What I would love to see is the ability to set up a season pass/wishlist for LOST and configure a priority list of stations to record from. So if my WKEF-DT signal is unreliable/non existent, TiVo would automatically switch channels midstream to 9.1, then 909, and then 9. Also, if possible, drop to a lower source option if the video stream is blank(all black) OR the audio is non-existent. Another great ability would be to automatically change sources if the picture is pillar-boxed (user selectable option OR automatic if the guide information notes the show as HD).

This could be accomplished in a different number of ways.

There could be a master source priority, for instance "I want to record OTA, QAM, then NTSC Cable", This wouldn't solve multiple OTA/QAM sources though.
You could manage a priority for each content provider, "For ABC I want to record 22.1, 9.1, 909, 9."
You could manage a priority for each show, "For LOST I want to record 22.1, 9.1, 909, 9."

This would resolve the "Shoot, WKEF-DT didn't come in last night and we missed LOST" or "Shoot, WKEF-DT forgot to enable the HD feed or Dayton was under a weather warning and dropped to SD to provide weather information" problems that many HDTV users face with recordings.

Cincinnati, like other areas, have program shifts like the "Bearcat Bounce" when University of Cincinnati plays basketball and shifts FOX's prime time lineup to 10pm-ish.
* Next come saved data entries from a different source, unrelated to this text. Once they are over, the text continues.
PR #48, opened 2022-12-02
fix: NTRN-267. Interchaintx tests. Add counterparty chain connection to be established

albertandrejev:
Because of delay in the connection creation using query relayer it is required to change approach used to detect connection established event.

### DIFF
--- a/src/helpers/wait.ts
+++ b/src/helpers/wait.ts
@@ -1,8 +1,8 @@
 import { rest } from '@cosmos-client/core';
 
-export const wait = async (n: number) =>
+export const wait = async (seconds: number) =>
   new Promise((r) => {
-    setTimeout(() => r(true), n);
+    setTimeout(() => r(true), 1000 * seconds);
   });
 
 /*
@@ -19,7 +19,7 @@ export const getRemoteHeight = async (sdk: any) => {
 export const waitBlocks = async (sdk: any, n: number) => {
   const targetHeight = (await getRemoteHeight(sdk)) + n;
   for (;;) {
-    await wait(10);
+    await wait(1);
     const currentHeight = await getRemoteHeight(sdk);
     if (currentHeight >= targetHeight) {
       break;
--- a/src/helpers/env.ts
+++ b/src/helpers/env.ts
@@ -61,7 +61,12 @@ export const waitForChannel = async (
       const r = await axios.get(`${host}/ibc/core/channel/v1/channels`, {
         timeout: 1000,
       });
-      if (r.data.channels.length > 0) {
+      if (
+        r.data.channels.length > 0 &&
+        r.data.channels.every(
+          (channel: any) => channel.counterparty.channel_id !== '',
+        )
+      ) {
         return;
       }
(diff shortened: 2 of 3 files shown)


swelf19 (approved):
tested
main - fails
fix/NTRN-267-fix-interchaintx-tests - works

swelf19 (approved):

sotnikov-s (approved):
lgtm, integration tests pass

src/helpers/wait.ts
```diff
@@ -19,7 +19,7 @@ export const getRemoteHeight = async (sdk: any) => {
 export const waitBlocks = async (sdk: any, n: number) => {
   const targetHeight = (await getRemoteHeight(sdk)) + n;
   for (;;) {
-    await wait(10);
+    await wait(1);
```
foxpy, line 22: \*cries in endpoint access logs\*

src/helpers/wait.ts
```diff
@@ -1,8 +1,8 @@
 import { rest } from '@cosmos-client/core';
 
-export const wait = async (n: number) =>
+export const wait = async (seconds: number) =>
   new Promise((r) => {
-    setTimeout(() => r(true), n);
+    setTimeout(() => r(true), 1000 * seconds);
   });
```
foxpy, line 6: I speculate this will make tests slightly slower since now `waitBlocks()` will have to wait one more second each time it doesn't spot new block in 1sec window.

Should we revert `wait` and `getRemoteHeight` back or test my assumptions instead? I can run tests if you are interested.

oldremez: I might be wrong in my guess tho

foxpy: the problem is, I do not propose an optimization, I propose to revert code which adds no value, only makes things potentially slower :thinking:

foxpy: By "adds no value" I mean two things:
- it doesn't introduce any features and doesn't change existing features;
- it doesn't make tests run faster, in fact, it makes them potentially slower.

On the other hand, executing up to 100 HTTP requests per second might slow down small machines, especially single vCPU VMs (do we plan to use these to run tests on?).

foxpy: Soooo, if we are changing this anyway, why don't make `wait` accept milliseconds and `waitBlocks` sleep for 100 milliseconds? Sounds like a good compromise for me.

foxpy: It is pointless to argue on speculated data, so I decided to run benchmarks.
On my machine `yarn test` runs for 9m46.931s with 1 sec delays and 7m54.878s with 100 msec delays.

We add almost two minutes of a delay without adding any new tests =(

Please revert these changes, we have plans to completely overhaul tests again in future anyway, making them much slower right now just for sake of more beautiful code is not something I would like to accept.

oopcode: sorry to interrupt; we'll probably refactor the tests a lot soon & try to speed them up, so i'm not sure it's worth arguing in this particular case. i'll merge this pr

This could possibly solve that issue as well since the shifted programs are not generally listed as an HDTV broadcast, the source priority would choose a different source if an HDTV broadcast was available.

I'm sure I didn't explain myself very well here and would like to discuss this further with anyone interested.


----------



## terryfoster (Jul 21, 2003)

Also, I know that dropping down the priority due to pillar-boxing would not be easy to detect, but do think that unreliable/non-existent signals would be easy to detect.


I'm still trying to figure out in my head how the channel line up will look like for TiVo with 9.1 being available via OTA ATSC and QAM.

UPDATE:
Maybe offer an advanced feature of condensing the channel line up to just display the source providers i.e. ABC, CBS, FOX, and then provide some sort of a virtual x.1 when the programming actually differs AND have the source priority work through that kind of a configuration.

(I'm sure your head hurts now from having to read my ramblings.)


----------